**Your goal**
Pull each line containing "base" from the data.

**Given data**

PR #125, opened 2016-05-27
Feature/composite update

Ionic:
Updates Composite extension to version 0.4 in X server parts - with a lot of rough edges.

### DIFF
--- a/nx-X11/programs/Xserver/composite/compalloc.c
+++ b/nx-X11/programs/Xserver/composite/compalloc.c
@@ -28,36 +28,110 @@
 
 #include "compint.h"
 
-void
-compReportDamage (DamagePtr pDamage, RegionPtr pRegion, void *closure)
+static void
+compScreenUpdate(ScreenPtr pScreen)
 {
-    WindowPtr	    pWin = (WindowPtr) closure;
-    ScreenPtr	    pScreen = pWin->drawable.pScreen;
-    CompScreenPtr   cs = GetCompScreen (pScreen);
-    CompWindowPtr   cw = GetCompWindow (pWin);
-
-    cs->damaged = TRUE;
-    cw->damaged = TRUE;
+    compCheckTree(pScreen);
+    compPaintChildrenToWindow(pScreen, WindowTable[pScreen->myNum]);
 }
 
 static void
-compDestroyDamage (DamagePtr pDamage, void *closure)
+compBlockHandler(int i, void *blockData, void *pTimeout, void *pReadmask)
 {
-    WindowPtr	    pWin = (WindowPtr) closure;
-    CompWindowPtr   cw = GetCompWindow (pWin);
+    ScreenPtr pScreen = screenInfo.screens[i];
+    CompScreenPtr cs = GetCompScreen(pScreen);
+
+    pScreen->BlockHandler = cs->BlockHandler;
+    compScreenUpdate(pScreen);
+    (*pScreen->BlockHandler) (i, blockData, pTimeout, pReadmask);
+
+    /* Next damage will restore the block handler */
+    cs->BlockHandler = NULL;
+}
+
+static void
+compReportDamage(DamagePtr pDamage, RegionPtr pRegion, void *closure)
+{
+    WindowPtr pWin = (WindowPtr) closure;
+    ScreenPtr pScreen = pWin->drawable.pScreen;
+    CompScreenPtr cs = GetCompScreen(pScreen);
+    CompWindowPtr cw = GetCompWindow(pWin);
+
+    if (!cs->BlockHandler) {
+        cs->BlockHandler = pScreen->BlockHandler;
+        pScreen->BlockHandler = compBlockHandler;
+    }
+    cs->damaged = TRUE;
+    cw->damaged = TRUE;
+
+    /* Mark the ancestors */
+    /* We can't do this, Dave. No damagedDescendants support. */
+    /*
+    pWin = pWin->parent;
+    while (pWin) {
+        if (pWin->damagedDescendants)
+            break;
+        pWin->damagedDescendants = TRUE;
+        pWin = pWin->parent;
+    }
+    */
+}
+
+static void
+compDestroyDamage(DamagePtr pDamage, void *closure)
+{
+    WindowPtr pWin = (WindowPtr) closure;
+    CompWindowPtr cw = GetCompWindow(pWin);
 
     cw->damage = 0;
+}
+
+static Bool
+compMarkWindows(WindowPtr pWin, WindowPtr *ppLayerWin)
+{
+    ScreenPtr pScreen = pWin->drawable.pScreen;
+    WindowPtr pLayerWin = pWin;
+
+    if (!pWin->viewable)
+        return FALSE;
+
+    (*pScreen->MarkOverlappedWindows) (pWin, pWin, &pLayerWin);
+    (*pScreen->MarkWindow) (pLayerWin->parent);
+
+    *ppLayerWin = pLayerWin;
+
+    return TRUE;
+}
+
+static void
+compHandleMarkedWindows(WindowPtr pWin, WindowPtr pLayerWin)
+{
+    ScreenPtr pScreen = pWin->drawable.pScreen;
+
+    (*pScreen->ValidateTree) (pLayerWin->parent, pLayerWin, VTOther);
+    (*pScreen->HandleExposures) (pLayerWin->parent);
+    if (pScreen->PostValidateTree)
+        (*pScreen->PostValidateTree) (pLayerWin->parent, pLayerWin, VTOther);
 }
 
 /*
  * Redirect one window for one client
  */
 int
-compRedirectWindow (ClientPtr pClient, WindowPtr pWin, int update)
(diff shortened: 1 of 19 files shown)


nx-X11/programs/Xserver/composite/compalloc.c
```diff
@@ -481,14 +633,21 @@ compAllocPixmap (WindowPtr pWin)
 	DamageRegister (&pWin->drawable, cw->damage);
 	cw->damageRegistered = TRUE;
     }
+
+    /* Make sure our borderClip is up to date */
+    REGION_UNINIT(pWin->drawable.pScreen, &cw->borderClip);
+    REGION_COPY(pWin->drawable.pScreen, &cw->borderClip, &pWin->borderClip);
```
sunweaver: REGION_UNINIT and REGION_COPY used to be macros, but are now inline functions (RegionUninit, RegionCopy). See https://github.com/ArcticaProject/nx-libs/commit/4a8d6eca395e1ec0490e20e7971177f688da18ec for details.

The old macro implementation has been kept as backwards compat mech, but we should really use the inline function calls here, I'd say.

nx-X11/programs/Xserver/composite/compext.c
```diff
@@ -27,18 +27,44 @@
...
+#endif
+
+#ifndef SERVER_COMPOSITE_MINOR_VERSION
+#define SERVER_COMPOSITE_MINOR_VERSION 4
+#endif
 
 static CARD8	CompositeReqCode;
-int		CompositeClientPrivateIndex;
+
+#ifndef NXAGENT_SERVER
```
sunweaver, line 44: I am not convinced that using NXAGENT_SERVER here is the best choice. The lack of the privates API is not directly related the NXAGENT_SERVER build mode. It is really to the underlying Xserver.

Maybe should rather define something like NX_XSERVER_LACKS_PRIVATES_API in the Imakefile and use that here. Once we fix that (i.e. add include/privates.h to the Xserver code), then we can undefine NX_XSERVER_LACKS_PRIVATES_API in the Imakefile and everything works out well immediately.

We will always have to keep NXAGENT_SERVER everywhere in the code, so esp. here the NXAGENT_SERVER actually would have a misleading meaning.

nx-X11/programs/Xserver/composite/compext.c
```diff
@@ -27,18 +27,44 @@
...
 RESTYPE		CompositeClientSubwindowsType;
+RESTYPE CompositeClientOverlayType;
 
 typedef struct _CompositeClient {
     int	    major_version;
     int	    minor_version;
 } CompositeClientRec, *CompositeClientPtr;
 
-#define GetCompositeClient(pClient)    ((CompositeClientPtr) (pClient)->devPrivates[CompositeClientPrivateIndex].ptr)
+#ifndef NXAGENT_SERVER
```
sunweaver, line 61: see above, NX_XSERVER_LACKS_PRIVATES_API

nx-X11/programs/Xserver/composite/compext.c
```diff
@@ -372,38 +607,476 @@ SProcCompositeDispatch (ClientPtr client)
...
 	return;
 
-    CompositeClientPrivateIndex = AllocateClientPrivateIndex ();
-    if (!AllocateClientPrivate (CompositeClientPrivateIndex, 
+    CompositeClientOverlayType = CreateNewResourceType
+        (FreeCompositeClientOverlay);
+    if (!CompositeClientOverlayType)
+        return;
+
+#ifndef NXAGENT_SERVER
```
sunweaver, line 688: see above, NX_XSERVER_LACKS_PRIVATES_API

nx-X11/programs/Xserver/composite/compinit.c
```diff
@@ -27,36 +27,57 @@
...
 
 #include "compint.h"
-
-int	CompScreenPrivateIndex;
-int	CompWindowPrivateIndex;
-int	CompSubwindowsPrivateIndex;
-int	CompGeneration;
+#include "compositeext.h"
+
+#ifndef NXAGENT_SERVER
```
sunweaver, line 32: see above, NX_XSERVER_LACKS_PRIVATES_API

nx-X11/programs/Xserver/composite/compinit.c
```diff
@@ -139,192 +218,190 @@ compFindVisuallessDepth (ScreenPtr pScreen, int d)
...
 
+/*
+ * Add a list of visual IDs to the list of visuals to implicitly redirect.
+ */
+static Bool
+compRegisterAlternateVisuals(CompScreenPtr cs, VisualID * vids, int nVisuals)
+{
+    VisualID *p;
+
+#ifndef NXAGENT_SERVER
```
sunweaver, line 229: Is this ifdef NX specific? Or actually related to another feature lacking in the Xserver code tree? I'd say let's only use NXAGENT_SERVER for changes to the Xserver code that have to do with better performance on remote connection and such stuff.

If we have to work around missing Xserver features, let's name that explicitly. Let's use one or more definitions where each definition stands for a lacking Xserver feature.

Whenever we get that feature in, we may simply undef that definition.

nx-X11/programs/Xserver/composite/compinit.c
```diff
@@ -139,192 +218,190 @@ compFindVisuallessDepth (ScreenPtr pScreen, int d)
...
-	CompScreenPrivateIndex = AllocateScreenPrivateIndex ();
-	if (CompScreenPrivateIndex == -1)
-	    return FALSE;
-	CompWindowPrivateIndex = AllocateWindowPrivateIndex ();
-	if (CompWindowPrivateIndex == -1)
-	    return FALSE;
-	CompSubwindowsPrivateIndex = AllocateWindowPrivateIndex ();
-	if (CompSubwindowsPrivateIndex == -1)
+#ifndef NXAGENT_SERVER
+    if (!dixRegisterPrivateKey(&CompScreenPrivateKeyRec, PRIVATE_SCREEN, 0))
```
sunweaver, line 385: see above, lack of privates API

nx-X11/programs/Xserver/composite/compwindow.c
```diff
@@ -524,6 +588,7 @@ compCopyWindow (WindowPtr pWin, DDXPointRec ptOldOrg, RegionPtr prgnSrc)
 		}
 		FreeScratchGC (pGC);
 	    }
+            REGION_UNINIT (pWin->drawable.pScreen, &rgnDst);
```
sunweaver: REGION_UNINIT -> use inline function RegionUninit() instead.

nx-X11/programs/Xserver/hw/nxagent/Composite.c
```diff
@@ -32,7 +32,7 @@
 
 #define PANIC
 #define WARNING
-#undef  TEST
+#define  TEST
```
sunweaver: Let's keep this undef'ed here, right?

sunweaver:
@Ionic: ok, I am through with commenting. Please give feedback on my comments or add follow-up commits that we (after a second review round) merge into commits where they best fit in.

Indeed, various rough edges. But let's get these changes in and fix occurring issues on the way.

nx-X11/programs/Xserver/composite/compext.c
Ionic, line 44: True, but it's not just the missing privates header, there's also stuff like Xace and generally a reworked Dix Permissions system (or the like.)

I used `NXAGENT_SERVER`, because when the randr extension was updated within nx-libs, the same macro was used to distinguish between the "new upstream implementation" and the "backported implementation", see for instance `nx-X11/programs/Xserver/randr/randr.c:77`.

I just went through with that whenever I needed to backport stuff that was incompatible with our old X.Org server base code.

nx-X11/programs/Xserver/composite/compinit.c
Ionic, line 229: Nope, just another missing feature in the X.Org base code again.

nx-X11/programs/Xserver/composite/compalloc.c
Ionic: Taken care of in https://github.com/ArcticaProject/nx-libs/pull/125/commits/d64eabf3d4b233bdbc10f40fa3df653d489101fc - I must have overlooked these when rebasing against 3.6.x. Most other places lead to a merge commit and were ported to `Region*` appropriately.

nx-X11/programs/Xserver/composite/compwindow.c
Ionic: Also in https://github.com/ArcticaProject/nx-libs/pull/125/commits/d64eabf3d4b233bdbc10f40fa3df653d489101fc.

nx-X11/programs/Xserver/hw/nxagent/Composite.c
Ionic: Not supposed to be committed, undone in https://github.com/ArcticaProject/nx-libs/pull/125/commits/1dfd07b26a6c61bd191ef30dfc6630d415740d35.

sunweaver:
@Ionic: please merge your corrections into the original commits where they correct something and force-push to the PR branch. Ping me on IRC once the PR branch has been updated.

**The answer**
I just went through with that whenever I needed to backport stuff that was incompatible with our old X.Org server base code.
Ionic, line 229: Nope, just another missing feature in the X.Org base code again.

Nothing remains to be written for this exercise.